I think you need a new CPA! 

As Judy states, the Internal Revenue Code is very clear that a tax deduction is not allowed. The actual provision states that a donation deduction is not permitted (with a few exceptions related to trusts) for any donation that doesn't include a transfer of the full ownership of property. 

In other words, you can take a tax deduction for transferring the ownership of your timeshare, but not for donating the use of a week. There are examples in various IRS rulings that specifically cover (and disallow) deductions for donation of the rent-free (or bargain-rent) use of property, such as a timeshare.

Your CPA should refer to Internal Revenue Code §170(f)(3) and Regulations §1.170A-7. 

I'll be happy to pay both you and your CPA $100 each if he/she can come up with authority that allows such a deduction! How's that for a challenge!

This tax rule has been explained regularly here on TUG over at least the last nine years. It's also been in the TUG tax article in the Advice section for all of those years. To date, no one has come up with any citation that would allow such a deduction or suggested that the above citations specifically disallowing the deduction are erroneous.

Still, it's a rule about which many tax professionals give incorrect advice. Common sense suggests that if you donate something that has value, a tax deduction should be allowed. Unfortunately, as we all know, there are a lot of things about the tax law that don't necessarily make sense.


----------



## labguides (Jun 6, 2006)

*Re: Donate Week to Charity*

Had not thought about donating a week to a charity. If I do an exchange with II for a specific week at a specific timeshare, and then " give" that to charity for their silent auction?  Then.. do I notify II the name of person who will be using the week?


----------



## Dave M (Jun 6, 2006)

*Re: Donate Week to Charity*

You must purchase a Guest Certifiacte. From the II Terms and Conditions:





> Accommodations may be used only by the Member and accompanying guests, unless a Guest Certificate is obtained from II. There is a fee for each week assigned via a Guest Certificate....


----------



## Dave M (Jun 6, 2006)

*Re: Donate Week to Charity*

Here is the example from page 8 of IRS Publication 526 - Charitable Contributions:





> Mandy White owns a vacation home at the beach that she sometimes rents to others. For a fund-raising auction at her church, she donated the right to use the vacation home for 1 week. At the auction, the church received and accepted a bid from Lauren Green equal to the fair rental value of the home for 1 week. Mandy cannot claim a deduction because of the partial interest rule. Lauren cannot claim a deduction either, because she received a benefit equal to the amount of her payment.
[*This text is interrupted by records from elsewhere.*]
PR #15839, opened 2019-08-10
Add register_op_hook for gluon

anirudh2290:
## Description ##

This PR adds a register_op_hook for Block. One can register_op_hook to monitor all the ops that are called by the HybridBlock after hybridization. For example:

```
def mon_callback(node_name, opr_name, arr):
      print(py_str(node_name))
      print(py_str(opr_name))
model = mx.gluon.nn.HybridSequential(prefix="dense_")
with model.name_scope():
     model.add(mx.gluon.nn.Dense(2))
model.initialize()
model.hybridize()
model.register_op_hook(mon_callback, monitor_all=True)
model(mx.nd.ones((2, 3, 4)))
```

This will print the following : 
```
dense_dense0_fwd_data
FullyConnected
dense_dense0_fwd_weight
FullyConnected
dense_dense0_fwd_bias
FullyConnected
dense_dense0_fwd_output
FullyConnected
```

Setting monitor_all=False will print only the output : 
```
dense_dense0_fwd_output
FullyConnected
```

### What is not supported ###

1. register_op_hook on non hybridized blocks is not supported. If a block is not a hybrid block and register_op_hook is called on it, it will be registered only on HybridBlocks which are children of the blocks. The callback will only be invoked after hybridization.
2. Calback is not supported when static_shape=True for call to hybridize.

cc @Vikas-kum 

### Essentials ###

### Changes ###

## Comments ##


src/imperative/imperative_utils.cc
```diff
@@ -120,6 +121,18 @@ void InvokeOperator(const nnvm::IndexedGraph& idx,
       *arrays[eid] = NDArray();
     }
   }
+  if (callback) {
+    for (size_t i = 0; i < ndinputs.size(); ++i) {
+      NDArray* cpy = new NDArray(*ndinputs[i]);
+      callback(node.source->attrs.name.c_str(), node.source->op()->name.c_str(),
```
Vikas-kum: above you mention that cb takes one string and a array handle. 
here i see 2 strings, am i missing anything here?

src/imperative/imperative_utils.cc
```diff
@@ -120,6 +121,18 @@ void InvokeOperator(const nnvm::IndexedGraph& idx,
...
+               reinterpret_cast<void*>(cpy));
+    }
+    for (size_t i = 0; i < ndoutputs.size(); ++i) {
+      NDArray* cpy = new NDArray(*ndoutputs[i]);
+      callback(node.source->attrs.name.c_str(), node.source->op()->name.c_str(),
```
Vikas-kum: i guess first is tensor name, 2nd is operator name, 3rd is value. Can you confirm this?
Is there a way to distinguish if the tensor is input or output ?

Also, i don't see monitor_all being used, is it used somewhere implicitly not in this PR?

src/imperative/imperative_utils.cc
anirudh2290: this is still wip, the comment is wrong and needs to be cleaned up , it takes 2 strings.

src/imperative/imperative_utils.cc
anirudh2290: yes you are right. there is a way to distinguish by having a postfix after node name for outputs. Alternatively we can have different callback registration apis for inputs and outputs. Currently it is common for both.

monitor_all is not being used yet and the intention was to use it for inputs vs inputs and outputs, similar to the way it is done with graph executor.

anirudh2290:
It looks like my changed files are not being picked up and probably cached files are being picked up for CI. @marcoabreu would you know how I can force clear the cache ?

src/common/utils.cc
```diff
@@ -51,5 +51,62 @@ void CastStorageDispatch<cpu>(const OpContext& ctx,
...
+    for (size_t i = 0; i < node->num_outputs(); ++i) {
+      output_names.emplace_back(std::to_string(i));
+    }
+  }
+
+  for (size_t i = 0; i < node->num_outputs(); ++i) {
+    if (state_arrays[idx.entry_id(nid, i)]->is_none()) {
+      continue;
+    }
+    NDArray *cpy = new NDArray(*state_arrays[idx.entry_id(nid, i)]);
```
rahul003: Can we avoid the copy and just pass a reference to the current array?

python/mxnet/gluon/block.py
```diff
@@ -833,6 +848,12 @@ def _deferred_infer_shape(self, *args):
     def _call_cached_op(self, *args):
         if self._cached_op is None:
             self._build_cache(*args)
+        assert self._cached_op, "cached op is not None"
+        if self._callback:
+            self._cached_op._register_op_hook(self._callback, self._monitor_all)
+            if len(self._flags) >= 2 and self._flags[1]:
+                warnings.warn("Callback is not supported when static_shape=True "
```
rahul003: Why's this? If it's not supported, do not register the callback?

rahul003: else say something like experimental for static_shape=True if you are not confident, but it might work

src/common/utils.cc
```diff
@@ -51,5 +51,62 @@ void CastStorageDispatch<cpu>(const OpContext& ctx,
...
+    }
+  }
+
+  for (size_t i = 0; i < node->num_inputs(); ++i) {
+    const nnvm::NodeEntry &input = node->inputs[i];
+    if (state_arrays[idx.entry_id(input)]->is_none()) {
+      continue;
+    }
+    NDArray *cpy = new NDArray(*state_arrays[idx.entry_id(input)]);
+    std::string name = inode.source->attrs.name + "_" + input_names[i];
```
rahul003: Is this naming convention standard across MXNet? For example exporting of graph in mxboard? https://github.com/awslabs/mxboard/blob/686933cfe466af324b53fcfe043093d37a0e38d1/python/mxboard/summary.py#L364

python/mxnet/gluon/block.py
anirudh2290: Yes I will say experimental, good point thanks. The reason this is experimental is because for certain code path the cached op directly calls engine push instead of calling InvokeOp. adding the callbacks in such cases was much more difficult since we just had the opr and the engine vars not the ndarray references. Please see line: https://github.com/apache/incubator-mxnet/blob/master/src/imperative/cached_op.cc#L689

For this case, it is not supported.

src/common/utils.cc
anirudh2290: this wont create a copy of data, though to make changes to ndarray metadata for copy without changing the original we still need this copy.

src/common/utils.cc
anirudh2290: I am not sure about mxboard, but in general in mxnet, the naming convention for input data doesnt prepend the node name. but since for register_op_hook we need to monitor intermediate nodes we are prepending node name here. Following the convention similar to register_monitor_callback.

apeforest:
Have we measured how much performance overhead this might introduce?

anirudh2290:
@apeforest no we haven't measured perf overhead since This is only used for monitoring. This should not be used in production or for perf intensive use cases.

src/common/utils.cc
anirudh2290: I have changed it to experimental and also added check both for static_alloc and static_shape.

anirudh2290:
Thank you @Vikas-kum, @rahul003, @apeforest for the review!!

joapolarbear:
@anirudh2290 It seems this pr may affect the trace results, below shows the visualized results using chrome://tracing when training a bert model.
image
In contrast, before I use this pr, I get the following dense traces. Many forward and backpropagation operators miss in the above traces. 
image
FYI, I encounter the following warning when using this pr. I am not sure whether this warning has any effect.
image

anirudh2290:
@joapolarbear do you just see much spacing out or is it that ops are missing in one but not in other. registering an op hook is expensive and called at the beginning and end of each op execution and may kill performance. It is meant to be used for debugging and should be commented out during profiling.

eric-haibin-lin:
> registering an op hook is expensive and called at the beginning and end of each op execution and may kill performance. 


@anirudh2290 did we measure how much overhead it is to invoke a dummy hook?

anirudh2290:
@eric-haibin-lin i didnt measure that, since this was intended only for debugging not to be used in production use cases. If I had to make a guesstimate i would say it would be very similar to invoking a dummy hook with set_monitor_callback in module.

python/mxnet/gluon/block.py
```diff
@@ -833,6 +848,12 @@ def _deferred_infer_shape(self, *args):
     def _call_cached_op(self, *args):
         if self._cached_op is None:
             self._build_cache(*args)
+        assert self._cached_op, "cached op is not None"
+        if self._callback:
+            self._cached_op._register_op_hook(self._callback, self._monitor_all)
+            if len(self._flags) >= 2 and (self._flags[1] or self._flags[0]):
```
kovtun77, line 854: `self._flags = list(kwargs.items())`
The condition is true even when it is not supposed to be. For example if
`self._flags = [('static_alloc', False), ('static_shape', False), ('inline_limit', 2)]`

PR #15855, opened 2019-08-12
[Numpy] cumprod

hzfan:
## Description ##
Use tvm to implement numpy compatible [cumprod](https://docs.scipy.org/doc/numpy/reference/generated/numpy.cumprod.html)

### Changes ###
- Add cumprod forward/backward with tvm
- Add tests and docs

## Comments ##
- do not work until https://github.com/dmlc/tvm/pull/3723 is merged.
- Thank @yzhliu for guidance and review.


python/mxnet/_numpy_op_doc.py
```diff
@@ -52,3 +52,49 @@ def _np_zeros_like(a):
...
+    >>> np.cumprod(a, axis=0)
+    array([[ 1.,  2.,  3.],
+           [ 4., 10., 18.]])
+    
+    The cumulative product for each row (i.e. over the columns) of `a`:
+    
+    >>> np.cumprod(a, axis=1)
+    array([[  1.,   2.,   6.],
+           [  4.,  20., 120.]])
+    """
```
hgt312: add `pass` and one more blank line

hzfan: fixed

contrib/tvmop/basic/ufunc.py
```diff
@@ -48,3 +51,186 @@ def vadd_gpu(dtype, ndim):
...
+    else:
+        ret, c_list, s_list = cumprod(X, ishape, dtype, ndim, axis)
+    s = tvm.create_schedule(ret.op)
+    return s, X, ret, c_list, s_list
+
+
+@defop(name="vcumprod", target="cpu", auto_broadcast=False,
+       dtype=AllTypesButHalf, ndim=list(range(0, 6)), axis=list(range(0, 5)) + [None],
+       attrs=["axis"], attrs_valid=lambda **kwargs: kwargs['axis'] is None or kwargs['axis'] < kwargs['ndim'])
+def vcumprod(dtype, ndim, axis):
```
reminisce: What does `v` mean here? In `vadd`, I think it used to refer to "add two **v**ectors" in the beginning, but that function was later extended to support auto broadcasting. So the prefix `v` may be not appropriate anymore. @yzhliu Could you confirm? Thanks.

yzhliu: should be just `cumprod`

hzfan: renamed as cumprod

hzfan:
I created 2 new files: cumprod.py and cumprod.cc. If there are better namespaces, plz let me know.

reminisce:
Regarding the namespace choice in the frontend (python), how about we just follow what NumPy does? For example, `cumprod` is in `numpy/core/fromnumeric.py`. We can create `tvmop/core/fromnumeric.py` and put `cumprod` in it. This can serve as an easy and clear guideline for others to follow in the future.

hzfan:
> Regarding the namespace choice in the frontend (python), how about we just follow what NumPy does? For example, `cumprod` is in `numpy/core/fromnumeric.py`. We can create `tvmop/core/fromnumeric.py` and put `cumprod` in it. This can serve as an easy and clear guideline for others to follow in the future.

Great! I created two files:
  - contrib/tvmop/core/fromnumeric.py
  - src/operator/contrib/tvmop/core/fromnumeric.cc

contrib/tvmop/core/fromnumeric.py
```diff
@@ -0,0 +1,203 @@
...
+# KIND, either express or implied.  See the License for the
+# specific language governing permissions and limitations
+# under the License.
+
+# coding: utf-8
+import tvm
+import topi
+from .. import defop, AllTypes, AllTypesButHalf
+
+def kernel_cumprod(X, ishape, dtype, ndim, axis):
```
haojin2: Suggestion: Maybe we can make this a common scan kernel, so that in the future similar scan operators could re-use this.

hzfan: Good. I will do it. What about moving the generalized kernel to `contrib/tvmop/utils.py`?

hzfan:
Have Rebased. And a minor change: move the dispatch of req to func `set_req` in `src/operator/tvmop/utils.h` so it can be reused.

hzfan:
Another minor modification: Rename `src/operator/contrib/tvmop/core/fromnumeric.cc` as `src/operator/numpy/np_cumprod.cc` (following the naming convention of `cumsum.cc`)

ci/docker/runtime_functions.sh
```diff
@@ -367,6 +367,7 @@ build_ubuntu_cpu_openblas() {
     set -ex
     export CC="gcc"
     export CXX="g++"
+    pip3 install --user psutil
```
marcoabreu: Please do package installation in the dockerfiles

marcoabreu: Also, why is this required?

hzfan: I tried to install it in `ci/docker/install/ubuntu_python.sh`. It worked fine for unix-cpu, but edge fails. 

Edge runs `ci/build.py --docker-registry mxnetci -p test.arm_qemu ./runtime_functions.py` and one step of it is 
```
Step 5/17 : RUN /work/ubuntu_python.sh
 ---> Using cache
 ---> 7535d4f37ed9
```
But it seems that the package I want to install (psutil) cannot be installed on edge device. 

Could you plz kindly point out where to install the `psutil` package?

hzfan: A part of `tvm`, depends on `psutil`. As we are using `tvm` to generate ops, `psutil` is needed.

hzfan: To be more specific, `tvm/python/tvm/rpc/server.py` depends on `psutil`

yzhliu:
@hzfan Could you disable fp16 on cuda for now? We will fix it later.

ci/docker/runtime_functions.sh
marcoabreu: How about doing it in https://github.com/apache/incubator-mxnet/blob/master/ci/docker/install/ubuntu_tvm.sh ?

hzfan: Thank you for the suggestion. I tried it and found that `Dockerfile.build.ubuntu_gpu_cu*` runs `ubuntu_tvm.sh`, but `Dockerfile.build.ubuntu_cpu` does not run it. So I think doing it in `ubuntu_tvm.sh` may not fix the error in unix-cpu.

Can I separate `ubuntu_python.sh` into two files, one for arm device and the other for common x86-64 device? This worked for me.

marcoabreu: How about you add Ubuntu tvm to the CPU dockerfile? I mean if we want to run tvm cpu tests, we should also install it, right?

No, please don't separate it.

hzfan: > How about you add Ubuntu tvm to the CPU dockerfile?

Yes, but I will also need a new file `ubuntu_tvm_cpu.sh` because `ubuntu_tvm.sh` installs tvm with cuda and cannot be run on cpu.

> I mean if we want to run tvm cpu tests, we should also install it, right?

No, it is not installed in ci. TVM is a 3rdparty in MXNet, so it is installed in cmake.

Will a new file like `ubuntu_tvm_cpu.sh` be acceptable?

hzfan: The dependency on psutil has been sidestepped without modifying ci. Thank you for your help.

szha:
@hzfan @yzhliu what's the status for this?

See my post above for an explanation of the partial interest rule: A complete transfer of the *ownership* of the timeshare is required to be allowed a donation deduction.


----------



## KathyPet (Jun 6, 2006)

*Re: Donate Week to Charity*

I will check with my CPA again the next time I speak to him which I try not to do very often.  I do know that we did take the deductiion and the IRS hasn't said anything so SHHH


----------



## Dave M (Jun 6, 2006)

*Re: Donate Week to Charity*

You can make it easy for him, Kathy, by printing out a copy of this thread (except for my suggestion that you get a new CPA!), so that he has some legal citations to start with.


----------



## Kazakie (Jun 6, 2006)

*Re: Donate Week to Charity*

In the link with Craig's reply, it seemed like they obtained a unit at a timeshare they didn't own and donated that week.  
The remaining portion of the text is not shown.